This tutorial will walk you through the process of extracting dense tables from account statements using OmniAI’s extract API with the extractPerPage parameter.

Parse dense account statements

Multi-page account statements often contain transaction tables with similar formatting on each page. This tutorial shows how to efficiently extract these tables using the extractPerPage parameter, which processes each page separately and then aggregates the results.

Account statement with dense table

Example account statement with dense table

1

Create a document template

Create a document template by uploading an example of your account statement or using our pre-built account statement template.

Bank account statement template
2

Build an extraction schema

For account statements, we’ll extract:

  • account_info object - Account holder details and statement period
  • summary object - Account summary including opening/closing balances
  • transactions array - Transaction details

Here’s our schema structure focusing on the transaction table:

3

Configure per-page extraction

The key to efficiently extracting dense tables that span multiple pages is to use the extractPerPage parameter to process the transactions array on each page separately.

For account statements with transaction tables spanning multiple pages:

  1. In your template settings, enable the Extract Per Page option for the transactions property
Extract Per Page Configuration

This tells OmniAI to:

  1. Extract the account_info and summary data once from the whole document
  2. Extract transactions from each page separately
  3. Automatically combine all transactions into a single array in the final result
4

Test the template

Run the template on an example statement to ensure it’s working as expected.

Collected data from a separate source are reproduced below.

PR #250, opened 2024-02-05
Download and list any charm artifact when running the integration tests

addyess:
### Overview

Use all charm artifacts for a given pull-request in the integration test.

### Rationale

The current workflow requires that to test with a given charm artifact, there should be only one and it should be in the `charm-file` input.  That's fine for repos with a single charm, but when the repo contains multiple charms -- the tox command args should contain multiple `--charm-file` arguments.  

### Workflow Changes

the `Download charm artifact` step is changed to download all artifacts that match the `*-charm` pattern and merge into them into working-directory. (See [download-artifact](https://github.com/actions/download-artifact?tab=readme-ov-file#download-multiple-filtered-artifacts-to-the-same-directory) for details)

If the `input.charm-file` doesn't exist in the working-directory, look for all the charms downloaded  as `charm_artifacts` and add those to the args.

### Checklist

### DIFF
--- a/.github/workflows/integration_test_run.yaml
+++ b/.github/workflows/integration_test_run.yaml
@@ -247,8 +247,14 @@ jobs:
           for image in $(echo '${{ inputs.images }}' | jq -cr '.[]'); do
             args="${args} --$(echo $image | awk -F '/' '{print $NF}' | cut -d ':' -f 1)-image ${image}"
           done
+          charms_artifacts=(`find ${{ inputs.working-directory }} -maxdepth 1 -name "*.charm"`)
           if [ ! -z ${{ inputs.charm-file }} ]; then
             args="${args} --charm-file=${{ inputs.charm-file }}"
+          elif [ ${#charms_artifacts[@]} -gt 0 ]; then
+            # iterate across any local *.charm files
+            for charm in "${charms_artifacts[@]}"; do
+              args="${args} --charm-file=${charm}"
+            done
           fi
           echo "ARGS=$args" >> $GITHUB_ENV
           series=""
@@ -266,8 +272,9 @@ jobs:
         if: ${{ github.event_name == 'pull_request' }}
         continue-on-error: true
         with:
-          name: ${{ env.CHARM_NAME }}-charm
           path: ${{ inputs.working-directory }}
+          pattern: '*-charm'
+          merge-multiple: true
       - name: Run k8s integration tests
         working-directory: ${{ inputs.working-directory }}
         if: ${{ inputs.provider == 'microk8s' }}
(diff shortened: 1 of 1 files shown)


addyess:
@arturo-seijas what do you think about just downloading all the artifacts with the pattern `*-charm` and uses each one as an arg to `tox -e integration -- `.

cbartz:
I think we currently only upload one charm artifact https://github.com/canonical/operator-workflows/blob/main/.github/workflows/integration_test.yaml#L254C14-L261, so I wonder if these changes would make sense in the current state of the workflow.

addyess:
@cbartz I understand there's only one charm uploaded by this workflow.  I created a PR a while back to handle a situation where multiple charms in a repo would be built on a PR -- all with one integration test.

That PR didn't land, because there were some fatal flaws.  Much of these workflows expect a single charm artifact for a single architecture/base.  I hoped the change in this PR would be so slight that it wouldn't impact anyone who continues to use these workflows for a single charm. 

I have a repo with two charms, which I build via a matrix, then store into `k8s-charm` and `k8s-worker-charm` artifacts.  I'd like to integration test them together -- but ATM, the integration run job can't find them.

cbartz:
@addyess  Ok understood, is your repo public, can you provide a link to it please?

addyess:
> @addyess Ok understood, is your repo public, can you provide a link to it please?

@cbartz I'll give you one better -- a link to an integration test run.  Two charm-builds, one integration test run (which right  now -- rebuilds the charms because it doesn't find them locally downloaded)

https://github.com/canonical/k8s-operator/actions/runs/7792451588

.github/workflows/integration_test_run.yaml
```diff
@@ -234,6 +234,14 @@ jobs:
       - name: Pre-run script
         if: ${{ inputs.pre-run-script != '' }}
         run: bash -xe ${{ inputs.pre-run-script }}
+      - name: Download charm artifact
+        uses: actions/download-artifact@v4
+        if: ${{ github.event_name == 'pull_request' }}
```
cbartz, line 239: I think you just moved it here, but maybe you can remove that line? I think we can also run operator workflows on other events like `push`.

cbartz (dismissed):
LGTM, just a small comment.

arturo-seijas (dismissed):

.github/workflows/integration_test_run.yaml
addyess: If the artifacts are built on a push event, it should be able to download them with this pattern. If they aren't there, no pattern will match the download-artifact step should continue without failure.

cbartz: How can they be downloaded if the step is not executed with `github.event.name` set to `push`?

I have seen that you have updated the code, so I am resolving this conversation.

cbartz (approved):

arturo-seijas (approved):

PR #259, opened 2024-02-27
Allow the use of rockcraft pulled and built from source to build rock images.

weiiwang01:
Add the `rockcraft-repository` and `rockcraft-ref` options to the integration workflow to pull and build rockcraft from that specific source, and use the rockcraft built from source to build rocks in the integration tests. This is to enable the development of some experimental features in rockcraft that are not available in the snap store version of rockcraft.

Also, remove the rockcraft cache system, as the adoption has not been very great, and considering the risk of creating stalled rock images if the cache is enabled. Perhaps we will have an improved cache system in the future.

### DIFF
--- a/.github/workflows/build_rocks.yaml
+++ b/.github/workflows/build_rocks.yaml
@@ -25,10 +25,6 @@ on:
         type: string
         description: The working directory for jobs
         default: "./"
-      cache-action:
-        type: string
-        description: The cache action can either be "save" or "restore".
-        default: restore
       rockcraft-ref:
         description: Used in conjunction with rockcraft_repo to pull and build rockcraft from source instead of using snapstore version.
         type: string
@@ -131,11 +127,6 @@ jobs:
         with:
           path: ./rockcraft*.snap
           key: ${{ steps.restore-rockcraft.outputs.cache-primary-key }}
-      - uses: actions/upload-artifact@v4
-        if: inputs.rockcraft-repository != ''
-        with:
-          name: rockcraft-snap
-          path: "rockcraft*.snap"
       - name: Install Rockcraft
         if: inputs.rockcraft-repository != ''
         run: sudo snap install --dangerous --classic rockcraft*.snap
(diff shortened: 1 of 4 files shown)


arturo-seijas (dismissed):
Can you provide a successful run?

weiiwang01:
> Can you provide a successful run?

I think the test failure is caused by the container cache, let me rerun this.
But for the new feature, I have already used it in https://github.com/canonical/xiilib/actions/runs/8075172173/job/22062013902?pr=4

arturo-seijas:
> > Can you provide a successful run?
> 
> I think the test failure is caused by the container cache, let me rerun this. But for the new feature, I have already used it in https://github.com/canonical/xiilib/actions/runs/8075172173/job/22062013902?pr=4

Cool, thanks!

javierdelapuente (dismissed):

javierdelapuente (dismissed):

weiiwang01:
@javierdelapuente thanks for helping me fixing the rockcraft packing issue!

.github/workflows/build_rocks.yaml
```diff
@@ -25,10 +25,14 @@ on:
         type: string
         description: The working directory for jobs
         default: "./"
-      cache-action:
+      rockcraft-ref:
+        description: Used in conjunction with rockcraft_repo to pull and build rockcraft from source instead of using snapstore version.
```
yanksyoon, line 29:
```suggestion
description: Used in conjunction with rockcraft-repository to pull and build rockcraft from source instead of using snapstore version.
```
just using the full input var name so it's less confusing :)

.github/workflows/build_rocks.yaml
```diff
@@ -88,6 +89,47 @@ jobs:
...
     steps:
+      - uses: actions/checkout@v4
+        if: inputs.rockcraft-repository != ''
+        with:
+          repository: ${{ inputs.rockcraft-repository }}
+          ref: ${{ inputs.rockcraft-ref }}
+          path: rockcraft
+          fetch-depth: 0
+      - name: Get Rockcraft SHA
+        if: inputs.rockcraft-repository != ''
```
yanksyoon, line 100: Should the inputs.... be within ${{ }}?

yanksyoon: Same with other inputs :D

yanksyoon (dismissed):
LGTM, minor comments :)

.github/workflows/build_rocks.yaml
weiiwang01: Updated, thanks!

.github/workflows/build_rocks.yaml
weiiwang01: The `${{ }}` can be omitted in the `if` statement: https://docs.github.com/en/actions/using-workflows/workflow-syntax-for-github-actions#jobsjob_idif

javierdelapuente (approved):

yanksyoon (approved):

PR #268, opened 2024-03-26
Specify charm directory to allow paas-app-charmer apps

javierdelapuente:
Applicable spec: ISD124

### Overview

paas-app-charmer projects have a different project structure. The `charmcraft.yaml` file is not in the `working-directory`. For `paas-app-charmer` apps, the `rockcraft.yaml` file is in the `working-directory` and the `charmcraft.yaml` file inside a directory (the new `charm-working-directory` variable). Besides, the docs directory is inside the `charm-working-directory` (`discourse-gatekeeper` has also to be informed where the charm directory is).

The new `charm-working-directory` input variable is included in several workflows, and specifies the working directory for the charm. This input variable supersedes `docs-working-directory`, so this PR is not backward compatible with projects using that variable (that input variable was added for paas-app-charmer, and it does not make sense now, as the docs directory is by convention under the charm directory)

In the publish_charm workflow, the new input `paas-app-charmer-oci-name` has been added, as the resource oci image on paas-app-charmer is not the same as the rockcraft name plus "-image".

### Rationale

paas-app-charmer projects will have a subdirectory with the charm and under this one the docs. That information should be given to discourse-gatekeeper for the documentation and to charmcraft when necessary.

### Workflow Changes

Added new input variable `charm-working-directory` in workflows where the charm directory is needed.
Added new input variable `paas-app-charmer-oci-name` in publish_charm workflow to correct the name of the oci resource.

### Checklist


yhaliaw (dismissed):

yanksyoon (dismissed):

.github/workflows/promote_charm.yaml
```diff
@@ -10,16 +10,16 @@ on:
...
+        type: string
+        description: The working directory for the charm
       destination-channel:
         type: string
         description: 'Destination Channel'
       doc-automation-disabled:
         type: boolean
         description: 'Whether to disable the documentation automation'
         default: true
-      docs-working-directory:
```
arturo-seijas, line 20: This actually prevents the docs to be in a place different from the charm or am I missing something?

arturo-seijas (commented):
Can you update the readme to match these changes?

arturo-seijas (dismissed):

.github/workflows/publish_charm.yaml
```diff
@@ -19,12 +22,22 @@ on:
...
   REGISTRY: ghcr.io
   OWNER: ${{ github.repository_owner }}
 
 jobs:
+  vars:
+    runs-on: ubuntu-22.04
+    outputs:
+      charm_working_directory: ${{ inputs.charm-working-directory || inputs.working-directory }}
+    steps:
+      - run: echo "Exposing env vars"
```
cbartz, line 40: Why not add `charm_working_directory` as a workflow env (https://docs.github.com/en/actions/using-workflows/workflow-syntax-for-github-actions#env) so its available to all jobs without the need for a new job (requesting a runner which counts against our organisational quota)?

.github/workflows/publish_charm.yaml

You should see all transactions from all pages combined into a single array.

Dense table extraction results
5

Using the API

Once you’ve saved the template and confirmed it’s working as expected, you can use the API to parse account statements.

You can retrieve your API keys from the settings page.

Node.js
import axios from 'axios';
import dotenv from 'dotenv';

dotenv.config();

// Replace with your own values
const url = '<file-url>';
const templateId = '<template-id>';

const OMNI_API_URL = 'https://api.getomni.ai';
const options = {
  headers: {
    'x-api-key': process.env.OMNI_API_KEY,
    'Content-Type': 'application/json',
  },
};

const createExtraction = async (url, templateId) => {
  const data = {
    url,
    templateId,
  };
  const response = await axios.post(`${OMNI_API_URL}/extract`, data, options);
  return response.data;
};

const getExtractionResult = async (extractionId) => {
  const response = await axios.get(`${OMNI_API_URL}/extract?jobId=${extractionId}`, options);
  return response.data;
};

const runExtraction = async (url, templateId) => {
  try {
    // Step 1: Initiate the extraction
    const extractionData = await createExtraction(url, templateId);

    // Step 2: Get the extraction jobId
    const extractionId = extractionData.jobId;

    // Step 3: Poll for results with a maximum duration
    let result;
    const pollingInterval = 2000; // 2 seconds between attempts
    const maxDurationMs = 1800000; // 3 minutes maximum polling duration
    const startTime = Date.now();

    while (Date.now() - startTime < maxDurationMs) {
      // Wait for the specified polling interval
      await new Promise((resolve) => setTimeout(resolve, pollingInterval));
      result = await getExtractionResult(extractionId);

      if (result.status === 'COMPLETE' || result.status === 'ERROR') {
        break;
      }
    }

    return result;
  } catch (error) {
    throw error;
  }
};

runExtraction(url, templateId)
  .then((result) => console.log(JSON.stringify(result, null, 2)))
  .catch((error) => console.error(error));

Optimization tips for extracting dense tables

  1. Structure your schema carefully: Define the transaction array’s schema with all the fields you need to extract from the table.

  2. Use descriptive field descriptions: Clear descriptions help the extraction engine understand what data to look for.

  3. Test with multiple documents: Test your template with different account statements to ensure it works across various formats.

  4. Check extraction consistency: Verify that transactions from different pages are formatted consistently in the final result.

  5. Performance benefits: For large documents with many pages, extracting tables per page can be significantly faster and more accurate than extracting from the entire document at once.